Much of the political opposition to GM foods in Europe arises from widespread consumer doubts over their safety because of the perception that GM foods are "unnatural" or unhealthy. The UK report found no evidence to support these doubts, but there has also been relatively little benefit to consumers from existing GM foods on grocery shelves. This could change if preserving the identity of non-GM foods proves to be extremely costly, so that substantial price discounts can be offered on foods containing GM ingredients. As an example, evidence of consumer willingness to pay for organic foods suggests that a 30% differential becomes too much for all but the most dedicated. Organic foods have spread rapidly when cost differentials with traditionally grown foods have been modest, but that is possible only as long as the organic sector remains a niche player in overall supplies. Foods produced using biotechnology offer continued downward trends in costs and prices, which are likely to be increasingly attractive to consumers, if they have the choice.
5. Public Research Investments.
Even poor countries need to invest public resources in the scientific capacity to evaluate the appropriate fit of GM crops to local environments and consumer attitudes, as the Indonesian Biotechnology Assessment Workshop indicated. What domestic research capacity is required in biotechnology, even if only for regulatory and safety purposes? Because the current scientific approach to these issues is conducted on a crop-by-crop, even trait-by-trait basis, countries intending to plant GM crops in their local fields will require substantial capacity to review the issues on a timely basis. Even if consumption of imported GM foods is all that is contemplated, the regulatory and food safety authorities will have to be cognizant of approaches in other countries, and competent to judge the adequacy of approvals made by other nations’ regulatory authorities. All of this argues that substantial local scientific expertise will be required in biotechnology.

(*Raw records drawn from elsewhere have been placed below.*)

PR #7196, opened 2025-03-13
feat: implement card component flow counterpart

### LINKED ISSUE #7008: Card component API
### Describe your motivation

Add API, and tests, for setting/adding content to the Card component slots.

### Content (default slot)

```java
public void add(Component... content);
// …and all the rest of the HasComponents API
```

### Media

```java
public void setMedia(Component media)
public Component getMedia()
```

### Title

```java
public void setTitle(Component title)
public Component getTitle()
```

Could add a convenience method for a string title which wraps the text in a `Div()`:

```java
public void setTitle(String title)
// What about the getter?
```

### Subtitle

```java
public void setSubtitle(Component subtitle)
public Component getSubtitle()
```

Same as with the `title` slot, could add a convenience method for a string subtitle.

### Header 

```java
public void setHeader(Component header)
public Component getHeader()
```

Note: Setting the header content replaces title and subtitle, if those are set.

### Header Prefix

```java
public void setHeaderPrefix(Component headerPrefix)
public Component getHeaderPrefix()
```

### Header Suffix

```java
public void setHeaderSuffix(Component headerSuffix)
public Component getHeaderSuffix()
```

### Footer

```java
public void addToFooter(Component... footer)
public Component[] getFooterComponents() // Unsure if this is correct
```

### Style Variants

`CardVariant` class with
- Outlined
- Elevated
- Horizontal
- Stretch media
- Cover media

### A11y APIs

```
public void setAriaRole(String role)
public String getAriaRole()

public void setAriaLabel(String label)
public String getAriaLabel()

public void setAriaLabelledBy(String elementId)
public String getAriaLabelledBy()
```

### Functional Interfaces

- `HasComponents`
- `HasStyle`
- `HasSize`

_No response_

### Additional context

_No response_

ugur-vaadin:
## Description

This PR implements the Flow counterpart for the Card component.

Note 1: One difference from the API described in the issue is the getter for ARIA role. In the issue, the getter for the ARIA attributes are written as `public String getAria...()`. However, the already implemented API for ARIA labels in `HasAriaLabel` return `Optional<String>`. Therefore, the getter for the new ARIA role attribute also returns `Optional<String>` in this PR.

Note 2: Convenience APIs that take String parameters are not a part of this initial implementation.

Fixes #7008 

## Type of change

- [ ] Bugfix
- [x] Feature

## Checklist

### DIFF
--- a/vaadin-card-flow-parent/vaadin-card-flow/src/main/java/com/vaadin/flow/component/card/Card.java
+++ b/vaadin-card-flow-parent/vaadin-card-flow/src/main/java/com/vaadin/flow/component/card/Card.java
@@ -15,12 +15,26 @@
  */
 package com.vaadin.flow.component.card;
 
+import java.util.ArrayList;
+import java.util.Arrays;
+import java.util.Collection;
+import java.util.Objects;
+import java.util.Optional;
+import java.util.concurrent.atomic.AtomicReference;
+import java.util.stream.Stream;
+
+import org.slf4j.LoggerFactory;
+
 import com.vaadin.flow.component.Component;
+import com.vaadin.flow.component.HasAriaLabel;
+import com.vaadin.flow.component.HasComponents;
 import com.vaadin.flow.component.HasSize;
 import com.vaadin.flow.component.Tag;
 import com.vaadin.flow.component.dependency.JsModule;
 import com.vaadin.flow.component.dependency.NpmPackage;
 import com.vaadin.flow.component.shared.HasThemeVariant;
+import com.vaadin.flow.component.shared.SlotUtils;
+import com.vaadin.flow.dom.Element;
 
 /**
  * Card is a visual content container for creating a card-based layout.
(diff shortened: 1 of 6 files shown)


vaadin-card-flow-parent/vaadin-card-flow/src/main/java/com/vaadin/flow/component/card/Card.java
```diff
@@ -32,6 +49,358 @@
...
+        var slotElement = new AtomicReference<Element>();
+        SlotUtils.getElementsInSlot(this, slotName).findFirst().ifPresentOrElse(
+                slotElement::set, () -> slotElement.set(initSlot(slotName)));
+        slotElement.get().removeAllChildren();
+        slotElement.get().appendChild(slotContent.getElement());
+    }
+
+    private Element initSlot(String slotName) {
+        var div = new Element("div");
+        SlotUtils.setSlot(this, slotName, div);
```
vursen, line 387: Is there a particular reason for adding an extra `<div>` wrapper for each slot? Could the slot attribute be assigned directly to the component element instead?

ugur-vaadin: Not really. One small benefit is to enable the use of Text component directly. But removing it also makes everything much simpler. Therefore, I removed the use of the wrappers.

vaadin-card-flow-parent/vaadin-card-flow/src/main/java/com/vaadin/flow/component/card/Card.java
```diff
@@ -32,6 +49,358 @@
...
+     */
+    private void checkFeatureFlag() {
+        boolean enabled = featureFlagEnabled
+                || getFeatureFlags().isEnabled(FeatureFlags.CARD_COMPONENT);
+        if (!enabled) {
+            throw new ExperimentalFeatureException();
+        }
+    }
+
+    private void setSlotContent(Component slotContent, String slotName) {
```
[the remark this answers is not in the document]
ugur-vaadin: Done in the PR.

vaadin-card-flow-parent/vaadin-card-flow/src/main/java/com/vaadin/flow/component/card/Card.java
```diff
@@ -32,6 +49,358 @@
 @JsModule("@vaadin/polymer-legacy-adapter/style-modules.js")
 @NpmPackage(value = "@vaadin/card", version = "24.8.0-alpha2")
 @JsModule("@vaadin/card/src/vaadin-card.js")
-public class Card extends Component
-        implements HasSize, HasThemeVariant<CardVariant> {
+public class Card extends Component implements HasSize,
+        HasThemeVariant<CardVariant>, HasComponents, HasAriaLabel {
+
+    static final String MEDIA_SLOT_NAME = "media";
```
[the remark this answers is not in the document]
ugur-vaadin: Done.

vaadin-card-flow-parent/vaadin-card-flow/src/main/java/com/vaadin/flow/component/card/Card.java
sissbruecker: Can you think of some potential issue of putting all of the main content into a wrapper div? I couldn't see anything from a quick glance, but it seems worth double-checking.

vursen: One concern is that wrappers might complicate styling in the future because the `::slotted` selector only works with direct children. Also, if a slot uses `flexbox` or other display models, its children won't automatically inherit it unless the wrapper is given `display: contents`...

vaadin-card-flow-parent/vaadin-card-flow/src/test/java/com/vaadin/flow/component/card/CardTest.java
```diff
@@ -0,0 +1,330 @@
...
+
+    private void setSlotContent_slotContentIsSet(
+            BiConsumer<Card, Component> setter, String slotName) {
+        var slotContent = new Div();
+        setter.accept(card, slotContent);
+        Assert.assertEquals(slotName,
+                slotContent.getElement().getAttribute("slot"));
+    }
+
+    private void slotBasedFieldUpdatedCorrectly(
```
sissbruecker, line 318: The test should probably also check that the component is actually added as a child, and is then removed when setting `null`.

The tests for the main content slot technically also don't test whether components are ever added to the UI or not.

vaadin-card-flow-parent/vaadin-card-flow/src/test/java/com/vaadin/flow/component/card/CardTest.java
```diff
@@ -0,0 +1,330 @@
...
+    }
+
+    @Test
+    public void setAriaRoleNull_ariaRoleUpdated() {
+        card.setAriaRole("custom-role");
+        card.setAriaRole(null);
+        Assert.assertTrue(card.getAriaRole().isEmpty());
+    }
+
+    private void setSlotContent_slotContentIsSet(
```
sissbruecker, line 310:
```suggestion
    private void setSlotContent_slotAttributeIsSet(
```

vaadin-card-flow-parent/vaadin-card-flow/src/main/java/com/vaadin/flow/component/card/Card.java
```diff
@@ -32,6 +48,337 @@
...
+        if (!enabled) {
+            throw new ExperimentalFeatureException();
+        }
+    }
+
+    private void setSlotContent(String slotName, Component slotContent) {
+        if (slotContent == null) {
+            SlotUtils.clearSlot(this, slotName);
+        } else {
+            SlotUtils.setSlot(this, slotName, slotContent);
```
vursen, line 372: `setSlot` already does `clearSlot` and accepts `null` as slot content, so it seems `setSlotContent` could be entirely replaced with `SlotUtils.setSlot(this, slotName, slotContent)`. The `getSlotContent` could then be replaced with direct `SlotUtils.getChildInSlot(this, slotName)`

vaadin-card-flow-parent/vaadin-card-flow/src/main/java/com/vaadin/flow/component/card/Card.java
```diff
@@ -32,6 +48,337 @@
...
+        componentsToAdd.forEach(component -> SlotUtils.addToSlot(this,
+                FOOTER_SLOT_NAME, component));
+    }
+
+    /**
+     * Gets all components added to the card's footer.
+     *
+     * @return an array of footer components
+     */
+    public Component[] getFooterComponents() {
```
vursen, line 224: Should it also return a Stream like `getChildren` does?

```suggestion
    public Stream<Component> getFooterComponents() {
```

vaadin-card-flow-parent/vaadin-card-flow/src/main/java/com/vaadin/flow/component/card/Card.java
vursen: Is there a practical reason to wrap content at the moment though?

sissbruecker: How do you mean? I'm assuming we're wrapping the content because it makes implementing `HasComponents` a lot easier for stuff like `addComponentAtIndex`.

sissbruecker: If we want to avoid a wrapper then `addComponentAtIndex` seems like the only challenge. Everything else could maybe use the default implementation. For `removeAll` it's kind of debatable whether that should remove everything or just children from the content slot.

vaadin-card-flow-parent/vaadin-card-flow/src/test/java/com/vaadin/flow/component/card/CardTest.java
ugur-vaadin: Done.

vaadin-card-flow-parent/vaadin-card-flow/src/test/java/com/vaadin/flow/component/card/CardTest.java
ugur-vaadin: Added assertions that check if the children are attached and have the card as an ancestor.

vaadin-card-flow-parent/vaadin-card-flow/src/main/java/com/vaadin/flow/component/card/Card.java
ugur-vaadin: Updated the PR to add `display: contents` to the content wrapper.

vaadin-card-flow-parent/vaadin-card-flow/src/main/java/com/vaadin/flow/component/card/Card.java
ugur-vaadin: Done.

vaadin-card-flow-parent/vaadin-card-flow/src/main/java/com/vaadin/flow/component/card/Card.java
ugur-vaadin: I'm not sure about this one. We don't seem to return `Stream` except for when we override `getChildren`. But the use of `List<Component>` instead of `Component[]` would also make sense. What do you think? The original signature in the ticket specifies `Component[]`, that's why I added it like that initially.

sissbruecker (approved):

vaadin-card-flow-parent/vaadin-card-flow/src/test/java/com/vaadin/flow/component/card/CardTest.java
```diff
@@ -0,0 +1,388 @@
...
+
+    private boolean isAncestor(Component component, Card probableAncestor) {
+        var parent = component.getParent();
+        while (parent.isPresent()) {
+            if (parent.get().equals(probableAncestor)) {
+                return true;
+            }
+            parent = parent.get().getParent();
+        }
+        return false;
```
vursen, line 386: **nit:**

```suggestion
        return probableAncestor.getElement().getNode().isAncestorOf(component.getElement().getNode());
```

ugur-vaadin: It seems like isAncestorOf is private. I reverted the change. I recall some public alternative exists, but cannot find it.

ugur-vaadin: I will keep it as it is if it's okay.

PR #7239, opened 2025-03-21
fix: do not set z-index for sub-cells with text

### LINKED ISSUE #7177: Merged cells broken after scrolling
### Description

On a worksheet with some merged cells and some unmerged cells, scrolling down or sideways and then back copies the contents of the merged cell to all cells in the range, displays them as separate cells, but navigates them as merged cells.

Further, sometimes only some merged cells are handled this way, other times multiple or all are.  It seems to depend on the speed and distance scrolled, but probably server latency too.

### Expected outcome

scrolling should not affect display - if no data is changed, display of cells should be consistent when scrolled out of view and back into view.

[Merged_cell_scroll_example.xlsx](https://github.com/user-attachments/files/19134849/Merged_cell_scroll_example.xlsx)

Attaching a minimal example. This can be loaded into start.vaadin.com with a simple Spreadsheet view.  Scroll down even a little, then back up, and note the merged cells behave badly.  The yellow and red ones are the easiest to notice.

### Steps to reproduce

1. Go to start.vaadin.com
2. Create a new default project
3. Add a Spreadsheet Flow view
4. From the view "File" menu choose "import"
5. Upload the example file
6. Select "Load Spreadsheet"
7. scroll via mouse wheel or scrollbar, and note the bad behavior of merged cells.

### Environment

Vaadin version(s): 24.6.6
OS: N/A

### Browsers

Issue is not browser related

ugur-vaadin:
## Description

In the `Cell` class, `z-index` of 1 is automatically applied to cells with text content. However, this should not be the case for sub-cells. The first sub-cell in a merged region still contains the text. Usually, this problem is hidden because initially the sub-cells are added to the DOM before the merged cell. When there are two cells with the same `z-index`, the last added cell is shown on top. However, when the sheet is scrolled, sometimes the sub-cell is removed and the merged cell still stays in the DOM. Scrolling back to the row, the sub-cell is added back to the DOM with the same `z-index` of 1. Since the sub-cell is the last added one in this case, it is shown on top. 

This PR adds a check in the `Cell` class to avoid setting `z-index` for sub-cells with text.

Fixes #7177 

## Type of change

- [x] Bugfix
- [ ] Feature

## Checklist

### DIFF
--- a/vaadin-spreadsheet-flow-parent/vaadin-spreadsheet-flow-client/src/main/java/com/vaadin/addon/spreadsheet/client/Cell.java
+++ b/vaadin-spreadsheet-flow-parent/vaadin-spreadsheet-flow-client/src/main/java/com/vaadin/addon/spreadsheet/client/Cell.java
@@ -91,7 +91,12 @@ public class Cell {
             element.setInnerText("");
             element.getStyle().clearZIndex();
         } else {
-            element.getStyle().setZIndex(ZINDEXVALUE);
+            if (sheetWidget.isMergedCell(SheetWidget.toKey(col, row))
+                    && !(this instanceof MergedCell)) {
+                element.getStyle().clearZIndex();
+            } else {
+                element.getStyle().setZIndex(ZINDEXVALUE);
+            }
             if (needsMeasure && getCellWidth() > 0 && sheetWidget
                     .measureValueWidth(cellStyle, value) > getCellWidth()) {
                 element.setInnerText("###");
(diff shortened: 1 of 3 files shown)


yuriy-fix (changes requested):
With this change, the focus outline (+ handle) of the merged cell is broken.
From the provided Merged_cell_scroll_example.xlsx:

Without the change:

- Normal initial state:
initial
- Broken state after scrolling:
current-broken

With the change:

- Merged cell selected:
latest-broken

Notice that the focus outline (+ handle) is not displayed correctly when the merged cell is selected.

ugur-vaadin:
> With this change, the focus outline (+ handle) of the merged cell is broken.

I reverted the initial fix and applied a new one. In the `Cell` class, `z-index` of 1 is automatically applied to cells with text content. However, this should not be the case for sub-cells. The first sub-cell in a merged region still contains the text. Usually, this problem is hidden because initially the sub-cells are added to the DOM before the merged cell. When there are two cells with the same `z-index`, the last added cell is shown on top. However, when the sheet is scrolled, sometimes the sub-cell is removed and the merged cell still stays in the DOM. Scrolling back to the row, the sub-cell is added back to the DOM with the same `z-index` of 1. Since the sub-cell is the last added one in this case, it is shown on top.

The new solution seems much cleaner and appropriate. There are similar checks in the `Cell` class already, changing its style based on whether it is a sub-cell. The focus outline problem is also not present in this version.

yuriy-fix (approved):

After discussing these five policy issues, Paarlberg studied four cases: Brazil, China, India and Kenya. He discovered that only China seemed to be pursuing an "independent" approach to GM technology with respect to the country’s own needs. The others were heavily influenced in their approaches by external pressures, especially from European countries and vocal NGOs, mostly with links to and funding from parent NGOs in developed countries. Even China has put a moratorium on the commercial release of further GM agricultural commodities in 2003 as concerns mounted over their effect on trade access to European markets.
The rather sad case of Bt-Maize from the United States, to be used as food aid in southern Africa to cope with the severe drought in 2002, but rejected by several countries as "unsafe," illustrates just how radically split the political communities are over GM food. The "Precautionary Principle" is often invoked in these arguments, especially in defense of the European moratorium and European efforts to impose it on developing countries that trade with Europe. But this principle is more a mechanism for defending an entirely different kind of agricultural policy in Europe than a scientifically valid way of evaluating a new technology for costs and benefits.16 In its most extreme form, the precautionary principle argues that even large benefits cannot offset the possibility of costs to human health or the environment, no matter how small that possibility is deemed to be by the scientific community. Invoking the precautionary principle as a decision tool for public policy inevitably leads to stalemate in technology adoption. When the technology lowers the costs of food production or improves its nutritional quality, it is the poor who suffer.